10 thoughts on “How useful is twitter for academics, really?

  1. Just to let you know, we can’t click to see stats on your tweets – that’s something only you can do.

    It would be cool if you could post pictures of the stats – this is a great post!

  2. I think an important unknown in this discussion is whether twitter clicks is all that matters? I have so far only had one really successful academic tweet, an advertisement for a paper. According to twitter, this tweet was seen 1894 times and had 65 engagements – 3,4%. So, very much in line with your statistic. However, if we go to its frontiers page, the paper actually enjoyed 324 views & downloads, in the time BEFORE it appeared on the journal frontpage. As twitter was the only place where we advertised for the paper, and bot-visits are not likely to be THAT massive, I must assume that the 65 engagements led to people sharing the paper through other channels, liberally.
    I think this supports your claim that for academics, getting the paper into the right hands is much more important than the naked conversion rate.

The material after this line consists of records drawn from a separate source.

PR #263, opened 2020-01-29
Add finalizer and handling for AWS Federated Account Access

fahlmant:
When an AWSFederatedAccountAccess CR is deleted, the federated role needs to be cleaned up by detaching all policies from it and then deleting the role.


clcollins:
/lgtm

This appears to be working as expected in testing.  No notes about the code itself.

clcollins:
Tested w/BYOC acct and federated access, no problems.

/lgtm

PR #270, opened 2020-02-03
Standardize the different timeouts in the operator

ArielLima:
https://issues.redhat.com/browse/OSD-1962

### DIFF
--- a/pkg/controller/account/account_controller.go
+++ b/pkg/controller/account/account_controller.go
@@ -48,7 +48,7 @@ const (
 	iamUserNameSRE          = "osdManagedAdminSRE"
 	awsAMI                  = "ami-000db10762d0c4c05"
 	awsInstanceType         = "t2.micro"
-	createPendTime          = 30 * time.Minute
+	createPendTime          = controllerutils.WaitTime * time.Minute
 	// Fields used to create/monitor AWS case
 	caseCategoryCode              = "other-account-issues"
 	caseServiceCode               = "customer-account"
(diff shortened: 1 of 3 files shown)


ArielLima:
This has been texted and works but there are syntax errors that need fixing

pkg/controller/account/account_controller.go
```diff
@@ -407,11 +406,11 @@ func (r *ReconcileAccount) Reconcile(request reconcile.Request) (reconcile.Resul
 			}
 		}
 
-		// see if in creating for longer then 10 minutes
+		// see if in creating for longer then 25 minutes
 		now := time.Now()
 		diff := now.Sub(currentAcctInstance.ObjectMeta.CreationTimestamp.Time)
-		if currentAcctInstance.Status.State == "Creating" && diff > createPendTime {
-			r.setStatusFailed(reqLogger, currentAcctInstance, "Creation pending for longer then 10 minutes")
+		if currentAcctInstance.Status.State == "Creating" && diff > controllerutils.WaitTime * time.Minute {
```
iamkirkbater: Can we pull this "calculation" out?  (I don't specifically know what to call it).  Calculations inside complex if statements make the code harder to grok the second time around.

Maybe we should pull this `controllerutils.WaitTime * time.Minute` part out and just put it on the line above, and maybe call it something like `createTimeout`?

fahlmant: Agree. Put the expression (waitTime * time.Minute) as the definition of createPendTime and leave this line as diff > createPendTime

ArielLima: Done

pkg/controller/account/account_controller.go
```diff
@@ -407,11 +407,11 @@ func (r *ReconcileAccount) Reconcile(request reconcile.Request) (reconcile.Resul
 			}
 		}
 
-		// see if in creating for longer then 10 minutes
+		// see if in creating for longer then 25 minutes
```
fahlmant: The comment should point to the createPendTime rather than a specific amount

pkg/controller/account/ec2.go
```diff
@@ -100,9 +100,16 @@ func (r *ReconcileAccount) BuildandDestroyEC2Instances(reqLogger logr.Logger, aw
 
 	// Wait till instance is running
 	var DescError error
+	totalWait := controllerutils.WaitTime * 60
+	currentWait := 1
 	for i := 0; i < 300; i++ {
+		currentWait = currentWait * 2
+		if currentWait > totalWait {
```
fahlmant: I'm a bit confused by this logic. Could you explain what you're doing here?

ArielLima: @fahlmant Oops, It is supposed to be `for totalWait > 0 {`. To put simply we double the time between checking if the EC2 instance is running `2 sec, 4 sec, 8 sec, 16 sec,...` until we reach 25 minutes. However, right now instead of ending the loop at 25 minutes it would reconcile for the rest of 300 loops, wouldn't crash but definitely bad. I'll add a comment and fix the loop. Thanks for catching!

fahlmant: I think the other loop in this file has the same issue.

ArielLima: No it doesn't

PR #274, opened 2020-02-04
Removes IAM specific functions to the iam.go file

iamkirkbater:


pkg/controller/account/account_controller.go
```diff
@@ -234,11 +230,6 @@ type SREConsoleInput struct {
 	SecretName, NameSpace, awsCredsConsoleLoginURL string
 }
 
-// input for new aws client
-type newAwsClientInput struct {
-	awsCredsSecretIDKey, awsCredsSecretAccessKey, awsToken, awsRegion, secretName, nameSpace string
```
iamkirkbater: Looking at this the first time around I thought it might fit better in the iam.go file but now that I'm looking at it in the diff I'm not sure.  Thoughts?

pkg/controller/account/account_controller.go
```diff
@@ -9,10 +9,6 @@ import (
 	"strings"
 	"time"
 
-	"github.com/aws/aws-sdk-go/aws"
-	"github.com/aws/aws-sdk-go/aws/awserr"
-	"github.com/aws/aws-sdk-go/service/iam"
-	"github.com/aws/aws-sdk-go/service/organizations"
 	"github.com/aws/aws-sdk-go/service/sts"
 	"github.com/go-logr/logr"
 	"github.com/openshift/aws-account-operator/pkg/controller/utils"
```
iamkirkbater: I also noticed in this file (because I had to add it to the other file as well) we're referencing the controller utils twice, once as `utils` here and again as `controllerutils` in the expanded view below.  Should I fix that in this PR or make another card for that?

pkg/controller/account/account_controller.go
fahlmant: This should stay with the main controller logic.

pkg/controller/account/account_controller.go
fahlmant: I would say consolidate them in this PR

pkg/controller/account/account_controller.go
```diff
@@ -814,211 +696,6 @@ func (r *ReconcileAccount) setStatusFailed(reqLogger logr.Logger, awsAccount *aw
 	return nil
 }
 
-// CreateAccount creates an AWS account for the specified accountName and accountEmail in the orgnization
-func CreateAccount(reqLogger logr.Logger, client awsclient.Client, accountName, accountEmail string) (*organizations.DescribeCreateAccountStatusOutput, error) {
```
fahlmant: This function is mostly related to organizations, not IAM.

clcollins:
/lgtm

Tested locally and was working fine for me as well.

PR #275, opened 2020-02-05
Adds owner refs for created secrets

dofinn:
When an account is deleted, the linked secrets are now also removed.


fahlmant:
Looks good, can you please test this? I think you'll need to rebase due to a bug we fixed after you branched off master.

    • Totally agree Kaare, this is an important point. For one thing there is a lot left unanswered by raw clicks and engagement rates. I suspect academic reading and citing behaviors are pretty hard to predict in general from any one stat. A researcher may come across a paper tweet and favorite it but not click. Whether this relates to a future read and/or cite is totally unclear. I think this is why in the end I find the survey responses more informing than the raw conversion rates. It’s quite promising if more than half of academic twitter users claim to read papers found there with some regulatory. It at least goes against the notion that its all ’empty sharing’ – buzz on twitter does, somehow, equate to a higher chance that your audience finds and reads the paper. I think in the future almetrics will really need to find some kind of weighted measure that indexes different kinds of engagements and even somehow tracks eventual exposure – > citation conversion, if possible.

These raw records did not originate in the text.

PR #704, opened 2022-07-18
Osd 10116 verify account tags

AlexVulaj:
This PR includes changes from https://github.com/openshift/aws-account-operator/pull/702 and should not be merged until it's taken care of first for an accurate diff.

### DIFF
--- a/pkg/controller/validation/account_validation_controller.go
+++ b/pkg/controller/validation/account_validation_controller.go
@@ -23,7 +23,8 @@ import (
 
 var log = logf.Log.WithName("controller_accountvalidation")
 
-var account_move_enabled = false
+var accountMoveEnabled = false
+var accountTagEnabled = false
 
 const (
 	controllerName = "accountvalidation"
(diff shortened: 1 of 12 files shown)


pkg/controller/validation/account_validation_controller.go
```diff
@@ -150,6 +166,35 @@ func MoveAccount(awsAccountId string, client awsclient.Client, targetOU string,
...
+	}
+
+	resp, err := client.ListTagsForResource(listTagsForResourceInput)
+	if err != nil {
+		return err
+	}
+
+	for _, tag := range resp.Tags {
+		if ownerKey == *tag.Key {
+			if shardName != *tag.Value {
```
macgregor, line 182: seems possible for shardName to be unset based on the logic above which gets it from the AAO config map:
	hiveName, ok := configMap.Data["shard-name"]
	if !ok {
		log.Error(err, "shard-name key not available in configmap")
	}
	reconciler.shardName = hiveName

The most likely reason for this would be misconfiguration, however, that misconfiguration would also cause a bunch of noise here. That could be considered a feature, but im wondering if we want to skip tag validation based on shard name if its nil/empty. It doesnt look like we are attempting to update the tag if its different (which would result in information loss if things are misconfigured) so this is more of a what do you think comment than a request.

PR #708, opened 2022-07-23
osd-12227 update prow ci operator deploy script

rajdeepc2792:
Jira Story :- https://issues.redhat.com/browse/OSD-12227

Motivation around this script is to build and deploy AAO operator with supporting artifacts on a cluster claimed by Prow CI pipeline.

The script is also intend to perform similar build and deployment on the local cluster be it CRC or staging demo cluster.

At the end the script also perform cleanup of the deployed operator.
Before this cleanup the trigger for testing existing integration tests will be introduced later.


hack/scripts/prow-ci-operator-deploy.sh
```diff
@@ -1,4 +1,205 @@
...
+            export STS_ROLE_ARN=$(cat /tmp/secret/aao-aws-creds/STS_ROLE_ARN)
+            export STS_JUMP_ARN=$(cat /tmp/secret/aao-aws-creds/STS_JUMP_ARN)
+            export OSD_STAGING_1_OU_ROOT_ID=$(cat /tmp/secret/aao-aws-creds/OSD_STAGING_1_OU_ROOT_ID)
+            export OSD_STAGING_1_OU_BASE_ID=$(cat /tmp/secret/aao-aws-creds/OSD_STAGING_1_OU_BASE_ID)
+            export SUPPORT_JUMP_ROLE=$(cat /tmp/secret/aao-aws-creds/SUPPORT_JUMP_ROLE)
+            export STS_JUMP_ROLE=$(cat /tmp/secret/aao-aws-creds/STS_JUMP_ROLE)
+            export OPERATOR_ACCESS_KEY_ID=$(cat /tmp/secret/aao-aws-creds/OPERATOR_ACCESS_KEY_ID)
+            export OPERATOR_SECRET_ACCESS_KEY=$(cat /tmp/secret/aao-aws-creds/OPERATOR_SECRET_ACCESS_KEY)
+        else
+            source .envrc
```
bergmannf, line 94: Might want to check the file actually exists, before attempting to source it and error out if it does not.

hack/scripts/prow-ci-operator-deploy.sh
```diff
@@ -1,4 +1,205 @@
...
+}
+
+function cleanupPre {
+    cleanup    
+}
+
+function getEnvVariables {
+    if [[ -z $USE_ENVRC ]];
+        then
+            export FAKE_KEY_VALUE=$(cat /tmp/secret/aao-aws-creds/FAKE_KEY_VALUE)
```
bergmannf, line 81: Where do all these files in `/tmp` come from - are they created somewhere?

Otherwise might be worth adding some documentation about this case.

hack/scripts/prow-ci-operator-deploy.sh
```diff
@@ -1,4 +1,205 @@
...
+    fi
+}
+
+function deployOperator {
+  echo -e "\nDEPLOYING OPERATOR\n"
+
+  make prow-ci-deploy-image OPERATOR_IMAGE_URI=$BUILD_CONFIG
+}
+
+function waitForDeployment {
```
bergmannf, line 146: Might be worth to check if just using `kubectl wait` works here - might make the code a lot shorter.

hack/scripts/prow-ci-operator-deploy.sh
rajdeepc2792: These files in `/tmp` are the secrets we created on vault UI, using following doc:-
https://docs.ci.openshift.org/docs/how-tos/adding-a-new-secret-to-ci/

hack/scripts/prow-ci-operator-deploy.sh
rajdeepc2792: `wait` works well as a replacement. Please review the below modified code, please also find the logs for successful run here:-  https://gcsweb-ci.apps.ci.l2s4.p1.openshiftapps.com/gcs/origin-ci-test/pr-logs/pull/openshift_aws-account-operator/708/pull-ci-openshift-aws-account-operator-master-integration-test/1551988141563318272/artifacts/integration-test/test/build-log.txt

hack/scripts/prow-ci-operator-deploy.sh
rajdeepc2792: Added the above document link as a comment before using secret values.

hack/scripts/prow-ci-operator-deploy.sh
rajdeepc2792: Added a check for .envrc before usage.

hack/scripts/prow-ci-operator-deploy.sh
bergmannf: That's great - that makes it a lot clearer when and why those are used.

Makefile
```diff
@@ -473,6 +473,21 @@ clean-operator: ## Clean Operator
...
 prow-ci-deploy: ## Triggers prow-ci build and deploy operator bash script
 	hack/scripts/prow-ci-operator-deploy.sh
+
+.PHONY: cluster-ci-entrypoint
+cluster-ci-entrypoint: ## Triggers prow-ci build and deploy operator bash script
+	hack/scripts/prow-ci-operator-deploy.sh --use-envrc --skip-cleanup --is-staging -n $(OPERATOR_NAMESPACE)
+
+.PHONY: local-ci-entrypoint
+local-ci-entrypoint: ## Triggers prow-ci build and deploy operator bash script
+	hack/scripts/prow-ci-operator-deploy.sh --use-envrc --skip-cleanup --is-local -n $(OPERATOR_NAMESPACE)
```
macgregor, line 490: consider renaming `hack/scripts/prow-ci-operator-deploy.sh` to something like  `hack/scripts/integration-test-bootstrap.sh`

Makefile
```diff
@@ -473,6 +473,21 @@ clean-operator: ## Clean Operator
 	oc delete awsfederatedaccountaccess --all -n ${NAMESPACE}
 	oc delete awsfederatedrole --all -n ${NAMESPACE}
 
+.PHONY: prow-ci-predeploy
+prow-ci-predeploy: predeploy-aws-account-operator deploy-aws-account-operator-credentials create-ou-map
+	@ls deploy/*.yaml | grep -v operator.yaml | xargs -L1 oc apply -f
+
 .PHONY: prow-ci-deploy
 prow-ci-deploy: ## Triggers prow-ci build and deploy operator bash script
```
macgregor, line 481: is this still needed or are you just keeping it around until you can update the make target that our prow pipeline calls?

macgregor (changes requested):
Looking pretty good. Some naming suggestions and like one relatively big refactor about using "profiles" rather than combinations of cli flags to organize the different use cases we have for the script (which i could probably be talked down from pretty easily if you dont like the idea)

hack/scripts/prow-ci-operator-deploy.sh
```diff
@@ -1,4 +1,283 @@
...
+    removeDockerfileSoftLink
+}
+
+function cleanupPre {
+    cleanup    
+}
+
+function getEnvVariables {
+    if [[ -z $USE_ENVRC ]]; then
+        ## Prow CI uses existing secrets:- https://docs.ci.openshift.org/docs/how-tos/adding-a-new-secret-to-ci/
```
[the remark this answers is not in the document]
rajdeepc2792: @bergmannf pointed the need of comment here!!

Makefile
rajdeepc2792: Yes, keeping it so that prow pipeline can trigger pipeline.
I will add a similar operating target with more appropriate name. And when this PR is merged, change the target in prow configuration.
Target name that I will use:- `prow-ci-entrypoint`

hack/scripts/prow-ci-operator-deploy.sh
```diff
@@ -1,4 +1,283 @@
...
+        waitForDeployment
+        if [ -z $IS_STAGING ]; then
+            installProwCIDependencies
+        fi
+        make ci-int-tests
+    else
+        make deploy-local &
+        localOperator=$!
+        make ci-int-tests
+        kill $localOperator
```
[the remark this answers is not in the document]
rajdeepc2792: So, this kill is only for the operator process, which is started by the script itself. So IMO, whatever is started or created by the script should be removed. When running locally, currently script assumes that there's no existing operator process running.
In local, operator runs as a os process.

hack/scripts/prow-ci-operator-deploy.sh
```diff
@@ -1,4 +1,283 @@
...
+        then
+            echo -e "\nno $NAMESPACE namespace found\n"
+            return
+	fi
+
+    $OC delete namespace $NAMESPACE || true
+    removeDockerfileSoftLink
+}
+
+function cleanupPre {
```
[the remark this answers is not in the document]
rajdeepc2792: I started maintaining the flow of cleanup as `pre` and `post` considering there can be things which need to be done for one and not for other.
For Eg. - printing of logs is done as post-cleanup step but not pre-cleanup.

Just to make the flow visible kept it till the end. Not any other reason.

I can remove it if you think it should be removed.

hack/scripts/prow-ci-operator-deploy.sh
```diff
@@ -1,4 +1,283 @@
...
+function cleanup {
+    echo -e "\nPERFORMING CLEANUP\n"
+    ##  Add step to remove CRDs
+    if [[ $($OC get namespace $NAMESPACE --no-headers | wc -l) == 0 ]];
+        then
+            echo -e "\nno $NAMESPACE namespace found\n"
+            return
+	fi
+
+    $OC delete namespace $NAMESPACE || true
```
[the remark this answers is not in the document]
rajdeepc2792: I will need to wait for it, as I can't move ahead to the deployments if not certain that namespace is deleted.

hack/scripts/prow-ci-operator-deploy.sh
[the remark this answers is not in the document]
macgregor: Oh, I see, cleanup is called by both cleanupPre and cleanupPost calls. Ok, i think thats fine, maybe just add some comments to telegraph to casual readers that this is intentional

hack/scripts/prow-ci-operator-deploy.sh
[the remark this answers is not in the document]
macgregor: I think its a little confusing/unexpected to have explicit pre/post hooks for resource cleanup but then have some resource cleanup happen outside those functions. So, if we have/want to ensure the process exits explicitly by killing it, I think that should happen in the cleanup. cleanupPost being a trap would also ensure the child is killed if `make ci-int-tests` exits in a weird way like a user hitting ctrl+c: https://stackoverflow.com/questions/360201/how-do-i-kill-background-processes-jobs-when-my-shell-script-exits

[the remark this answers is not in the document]
macgregor: the trap part is the more important bit than the $SKIP_CLEANUP flag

  3. Within the broader scope of things, I think tweeting a paper (and resulting exposure of paper) are only a subset of Twitter’s uses to an academic. For instance, I’ve found Twitter to be great for networking and have met many great people that I later met in-person at conferences, that I wouldn’t have known that well otherwise. Twitter can also be great for support, e.g., venting a bit after a not-so-positive review.

    More on topic, one paper I published earlier this year (first online: August 4, 2015) likely has gotten *much* more exposure due to Twitter than it otherwise would’ve gotten (paper: As of today (Dec 4, 2015), the paper has 975 views and 210 downloads (according to F1000Research’s metrics on the paper’s page). Admittedly, I tweeted about the paper myself as soon as it was up, my reviewers (names publicly viewable) are all active on Twitter, and many have tweeted it since. According to Altmetrics, In the 4 months since the paper went up, 49 people have tweeted about the paper (; n.b., altmetrics counts RTs as separate tweets). Perhaps this sort of information is more predictive of views/downloads than the click-through rates from individual tweets?

  4. Reblogged this on Oceanic Explorer and commented:
    Good post on how Twitter isn’t that effective in increasing readership of a journal article, though I think if a tweet does go viral, the conversion rate is bound to be lower than if 50 people actively engage with it. I would read at least the abstract of about %75 of the posts I retweet – otherwise, why bother retweeting it? To show an interest in the issue, that I can’t be bothered to read more about?
    I think the author of the original tweet and journal paper is also important – if it’s an author you have previously read and liked (or an organisation that you actively support), surely it’s more likely to encourage the click-through than just, well, a ‘clickbait’ title?
    Yep, maybe I’m deluded on that, which is why Buzzfeed and the like are so popular these days (21 Reasons Why Prawns Are Delicious) and true academic publication (The stochastic and comprehensively bland approach to garbage disposal literature) is not.